Federal Crop Insurance Corp. v. Merrill

332 U.S. 380 (1947)

Facts

D is a wholly Government-owned enterprise, created by the Federal Crop Insurance Act, as an 'agency of and within the Department of Agriculture.' D is empowered 'to insure producers of wheat against loss in yields due to unavoidable causes, including drought. D promulgated its Wheat Crop Insurance Regulations, which were duly published in the Federal Register on February 7, 1945. P applied locally for insurance. They were planting 460 acres of spring wheat and that on 400 of these acres they were reseeding on winter wheat acreage. A local Committee advised Ps that the entire crop was insurable, and recommended to the D's Denver Branch Office acceptance of the application. The formal application itself did not disclose that any part of the insured crop was reseeded. D accepted the application. Most of P's crop was destroyed by drought. D refused to pay the loss when it discovered that most of the crop had been reseeded.

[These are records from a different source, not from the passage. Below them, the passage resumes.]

PR #3132, opened 2026-06-18
Add NISAR GUNW job spec to VolcSARvatory

mfangaritav:
This PR adds a new job spec to use `hyp3-isce3` for NISAR GUNW production.

### DIFF
--- a/job_spec/NISAR_GUNW.yml
+++ b/job_spec/NISAR_GUNW.yml
@@ -16,6 +16,8 @@ NISAR_GUNW:
     subset:
       api_schema:
         type: array
+        nullable: true
+        default: null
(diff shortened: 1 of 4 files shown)


job_spec/NISAR_GUNW.yml
```diff
@@ -0,0 +1,56 @@
...
+        - --bucket-prefix
+        - Ref::bucket_prefix
+        - --reference
+        - Ref::reference
+        - --secondary
+        - Ref::secondary
+        - --subset
+        - Ref::subset
+      timeout: 126000  # 35 hours
+      compute_environment: Default
```
ZachHoppinen, line 51: Will test with Default but may need to be more specific

ZachHoppinen (approved):

PR #3137, opened 2026-06-19
Change to granules for NISAR_GUNW

mfangaritav:
This PR changes the `reference` and `secondary` parameters in the  `NISAR_GUNW` job spec to `granules`


ZachHoppinen (approved):

jhkennedy:
... but why?

asjohnston-asf:
The api validator that checks if the granule exists didn't parse `reference` and `secondary` correct when they were strings; resulting in errors when trying to submit jobs.

PR #3175, opened 2026-09-02
Fix  /user endpoint lambda timeout from job name search

### LINKED ISSUE #1312: /user requests fail with "504 Server Error: Gateway Timeout" for users who have submitted many past jobs
**Jira:** https://asfdaac.atlassian.net/browse/TOOL-2041

The `/user` endpoint returns a list of all job `name`s ever submitted by the logged in user. For users that have submitted many (hundreds of thousands) of past jobs, the query for past job names can take longer than the 30 second API Gateway Integration timeout, resulting in a HTTP 504 Gateway Timeout error being returned to the user.

The troublesome query is `get_names_for_user()` invoked by the `/user` handler at https://github.com/ASFHyP3/hyp3/blob/develop/apps/api/src/hyp3_api/handlers.py#L84

Here is an example traceback generated for this error when calling `hyp3_sdk.hyp3.my_info()` as reported by @cirrusasf :
```
Traceback (most recent call last):
  File "/home/jiangzhu/apps/anaconda3/envs/its-live-operations/lib/python3.10/site-packages/hyp3_sdk/exceptions.py", line 29, in _raise_for_hyp3_status
    response.raise_for_status()
  File "/home/jiangzhu/apps/anaconda3/envs/its-live-operations/lib/python3.10/site-packages/requests/models.py", line 1022, in raise_for_status
    raise HTTPError(http_error_msg, response=self)
requests.exceptions.HTTPError: 504 Server Error: Gateway Timeout for url: https://hyp3-its-live.asf.alaska.edu/user

During handling of the above exception, another exception occurred:

Traceback (most recent call last):
  File "<stdin>", line 1, in <module>
  File "/home/jiangzhu/apps/anaconda3/envs/its-live-operations/lib/python3.10/site-packages/hyp3_sdk/hyp3.py", line 410, in my_info
    _raise_for_hyp3_status(response)
  File "/home/jiangzhu/apps/anaconda3/envs/its-live-operations/lib/python3.10/site-packages/hyp3_sdk/exceptions.py", line 33, in _raise_for_hyp3_status
    raise ServerError
hyp3_sdk.exceptions.ServerError
```

tylercchase:
The /user endpoint iterates through every job a user has. For users with _a lot_ of jobs this causes the request to hit a lambda timeout and error. This stops workflows in both the sdk and vertex interface.

This adds a time check to the function that gets jobs names that cuts off retrieval after 10 seconds pass and gives whatever job names it found during that time back to the user. The job names part of the user endpoint as far as I know is only used in vertex to fill in the project name selector option with some autofill options.

Fixes #1312

### DIFF
--- a/apps/api/src/hyp3_api/handlers.py
+++ b/apps/api/src/hyp3_api/handlers.py
@@ -14,6 +14,7 @@ from dynamo.exceptions import (
 from hyp3_api import util
 from hyp3_api.multi_burst_validation import MultiBurstValidationError
 from hyp3_api.validation import CmrError, ValidationError, validate_jobs
+import time
 
 
 def problem_format(status: int, message: str) -> Response:
@@ -128,9 +129,13 @@ def _user_response(user_record: dict) -> dict:
 
 def _get_names_for_user(user: str) -> list[str]:
     jobs, next_key = dynamo.jobs.query_jobs(user)
-    while next_key is not None:
-        new_jobs, next_key = dynamo.jobs.query_jobs(user, start_key=next_key)
-        jobs.extend(new_jobs)
+    start = time.time()
+    current_time = time.time()
+    if next_key:
+        while next_key is not None and current_time - start < 10:
+            new_jobs, next_key = dynamo.jobs.query_jobs(user, start_key=next_key)
+            jobs.extend(new_jobs)
+            current_time = time.time()
     names = {job['name'] for job in jobs if 'name' in job}
     return sorted(list(names))
 
--- a/apps/api/src/hyp3_api/handlers.py
+++ b/apps/api/src/hyp3_api/handlers.py
@@ -1,3 +1,4 @@
+import time
 from http.client import responses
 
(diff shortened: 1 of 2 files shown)


apps/api/src/hyp3_api/handlers.py
```diff
@@ -128,9 +129,13 @@ def _user_response(user_record: dict) -> dict:
 
 def _get_names_for_user(user: str) -> list[str]:
     jobs, next_key = dynamo.jobs.query_jobs(user)
-    while next_key is not None:
-        new_jobs, next_key = dynamo.jobs.query_jobs(user, start_key=next_key)
-        jobs.extend(new_jobs)
+    start = time.time()
+    current_time = time.time()
```
jhkennedy: ~~Shouldn't current time be in the while loop?~~ I can readz

Also, it might be necessary, but using `time.monotonic()` will protect against clock changes while running.

jhkennedy (approved):
This is great! I think the paging time limit makes sense.

PR #3179, opened 2026-09-15
adding GLACIER-MELT yml

jsingh2344:


job_spec/GLACIER_MELT.yml
```diff
@@ -0,0 +1,65 @@
...
+  cost_profiles:
+    DEFAULT:
+      cost: 1.0
+
+  validators: []
+
+  steps:
+    - name: ''
+      image: ghcr.io/jsingh2344/hyp3-glacier-melt
+      image_tag: 'test'
```
jhkennedy:
```suggestion
      # If left unspecified, HyP3 will automatically use the "deployment" level tag; typically `test` for test deployments and `latest` for production deployments. 
      # image_tag: v0.1.0   
```
If you remove this key entirely, HyP3 will automatically use the "deployment" level tag, which is typically `test` for test deployments and `latest` for production deployments.

PR #1186, opened 2025-03-28
Bundle Analysis: Remove logging noise from retries

JerrySentry:
### Legal Boilerplate


tasks/bundle_analysis_processor.py
```diff
@@ -195,18 +195,10 @@ def process_impl_within_lock(
             result.update_upload(carriedforward=carriedforward)
 
             processing_results.append(result.as_dict())
```
JerrySentry, line 197: Putting SQLAlchemyError in the catch all.

ajay-sentry (approved):
lgtm!

PR #1192, opened 2025-03-31
feat: add version metadata in ta_cache_rollups

joseph-sentry:
we want to be able to evolve the schema of the rollups and we can do that by including a version tag in the GCS object metadata.

However, even though in this case we're making the change in worker first, in the future, we should modify the reading code to handle the new schema before modifying the write code, since if we deploy both reader and writer at the same time, its possible a rollup written by a new version of the writer is read by an old version of the reader which doesn't understand the new format

deps on: https://github.com/codecov/shared/pull/590

### DIFF
--- a/services/test_analytics/ta_cache_rollups.py
+++ b/services/test_analytics/ta_cache_rollups.py
@@ -1,5 +1,6 @@
 from datetime import UTC
 from io import BytesIO
+from typing import cast
 
 import polars as pl
 import shared.storage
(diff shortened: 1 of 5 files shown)


services/test_analytics/ta_cache_rollups.py
```diff
@@ -69,15 +95,20 @@ def cache_rollups(repoid: int, branch: str | None = None):
         for summary in summaries
     ]
 
-    serialized_table = pl.DataFrame(
+    df = pl.DataFrame(
         data,
-        POLARS_SCHEMA,
+        V1_POLARS_SCHEMA,
```
adrian-codecov, line 100: How are we going to serialize data for schemas before this V1 in the next 60 days? They won't have the testsuite right, so wouldn't this lead to it line 83 failing?

Swatinem (approved):
lgtm. the good thing is that these are "cache" files, which by definition can be regenerated from the source data at any time.

services/test_analytics/ta_cache_rollups.py
joseph-sentry: the schema is describing the format of what we're writing (the keys in data) so as long as we include a value for each field in the schema in data the schema will be respected:
``` python
schema = ["field1", "field2"]
data = {"field1": value1, "field2": value2} # this is good
data = {"field3": value1} # bad
```

PR #1193, opened 2025-03-31
feat: create ta_finish_upload

joseph-sentry:
this module is responsible for the new implementation of the TA finisher and it gets its test run and flake information from timescale and the new postgres flake table

### DIFF
--- a/services/test_analytics/ta_finish_upload.py
+++ b/services/test_analytics/ta_finish_upload.py
@@ -1,0 +1,275 @@
+import logging
+from typing import Literal
+
+import sentry_sdk
+from asgiref.sync import async_to_sync
+from shared.celery_config import cache_test_rollups_task_name, process_flakes_task_name
+from shared.django_apps.reports.models import ReportSession, UploadError
+from shared.reports.types import UploadType
+from shared.typings.torngit import AdditionalData
+from shared.yaml import UserYaml
+from sqlalchemy.orm import Session
+
+from app import celery_app
+from database.models import Commit, Repository
+from helpers.notifier import NotifierResult
+from helpers.string import shorten_file_paths
+from services.activation import activate_user, schedule_new_user_activated_task
+from services.redis import get_redis_connection
+from services.repository import (
+    EnrichedPull,
+    fetch_and_update_pull_request_information_from_commit,
+    get_repo_provider_service,
+)
+from services.seats import ShouldActivateSeat, determine_seat_activation
+from services.test_analytics.ta_metrics import (
+    read_failures_summary,
+    read_tests_totals_summary,
+)
+from services.test_analytics.ta_process_flakes import KEY_NAME
+from services.test_analytics.ta_timeseries import (
+    TestInstance,
+    get_flaky_tests_dict,
+    get_pr_comment_agg,
+    get_pr_comment_failures,
+)
+from services.test_results import (
+    ErrorPayload,
+    FinisherResult,
+    TACommentInDepthInfo,
+    TestResultsNotificationFailure,
+    TestResultsNotificationPayload,
+    TestResultsNotifier,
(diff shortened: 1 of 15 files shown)


services/test_analytics/ta_finish_upload.py
```diff
@@ -0,0 +1,275 @@
...
+    TestResultsNotificationFailure,
+    TestResultsNotificationPayload,
+    TestResultsNotifier,
+    should_do_flaky_detection,
+)
+
+log = logging.getLogger(__name__)
+
+
+def get_upload_ids(commitid: str) -> dict[int, ReportSession]:
```
ajay-sentry, line 49: maybe get "successful" upload ids? Or something to differentiate this from a generic get by id

services/test_analytics/ta_finish_upload.py
```diff
@@ -0,0 +1,275 @@
...
+        upload.id: upload
+        for upload in ReportSession.objects.filter(
+            report__commit__commitid=commitid,
+            state__in=["processed", "finished", "flake_processed"],
+        )
+    }
+
+
+def get_upload_error(upload_ids: list[int]) -> ErrorPayload | None:
+    error = UploadError.objects.filter(report_session_id__in=upload_ids).first()
```
ajay-sentry, line 60: so if there's multiple errors, we'd just return the first one? And is this deterministic?

services/test_analytics/ta_finish_upload.py
```diff
@@ -0,0 +1,275 @@
...
+                "commit_id": commit.commitid,
+                "impl_type": impl_type,
+            },
+        )
+
+    if commit.branch is not None:
+        celery_app.send_task(
+            cache_test_rollups_task_name,
+            kwargs={
+                "repoid": repo.repoid,
```
ajay-sentry, line 120: is it too late to change this kwarg param to be repo_id to match the process_flakes_task?

services/test_analytics/ta_finish_upload.py
```diff
@@ -0,0 +1,275 @@
...
+    ):
+        redis_client = get_redis_connection()
+        redis_client.set(f"flake_uploads:{repo.repoid}", 0)
+        redis_client.lpush(KEY_NAME.format(repo.repoid), commit.commitid)
+
+        celery_app.send_task(
+            process_flakes_task_name,
+            kwargs={
+                "repo_id": repo.repoid,
+                "commit_id": commit.commitid,
```
Swatinem, line 111: similar to the comment below, `commitid` and `commit_id` is confusing.
the first one is actually the `commit_sha`, and the `X_id` looks a lot like a primary key id, though it isn’t in this case.

services/test_analytics/ta_finish_upload.py
```diff
@@ -0,0 +1,275 @@
...
+            cache_test_rollups_task_name,
+            kwargs={
+                "repoid": repo.repoid,
+                "branch": commit.branch,
+                "impl_type": impl_type,
+            },
+        )
+
+
+def check_seat_activation(db_session: Session, pull: EnrichedPull) -> bool:
```
Swatinem, line 127: I wonder if such a function already exists someplace else?

Swatinem (approved):
lgtm, but might be worth checking the naming again.

services/test_analytics/ta_finish_upload.py
joseph-sentry: i think i'll do that as part of a separate change

services/test_analytics/ta_finish_upload.py
joseph-sentry: > so if there's multiple errors, we'd just return the first one 
yes
> And is this deterministic
good point

PR #1196, opened 2025-04-01
fix: change cache_test_rollups to use repo_id

joseph-sentry:
we want to change the name of the repoid arg to repo_id so it matches the process flakes task

this will take 3 steps:
1. task to accept both repo_id and repoid
2. task callers to send repo_id
3. task to stop accepting repoid


adrian-codecov (approved):
Lgtm

Swatinem (approved):

PR #1198, opened 2025-04-01
fix: step 3 of changing cache task args

joseph-sentry:
since all callers are using repo_id by this point we no longer have
to accept repoid as an arg


adrian-codecov (approved):

Swatinem (commented):
lol, ignore me, should have reviewed the PRs in chronological order :-D

Swatinem (approved):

P sued D. It was determined at trial that D had no actual knowledge of the Regulations, insofar as they precluded insurance for reseeded wheat, and that they had in fact been misled by D's agent into believing that spring wheat reseeded on winter wheat acreage was insurable by D.  P got the verdict and the Supreme Court of Idaho affirmed. The courts held that since the knowledge of the agent of a private insurance company, under the circumstances of this case, would be attributed to, and thereby bind, a private insurance company, the D is equally bound. D appealed.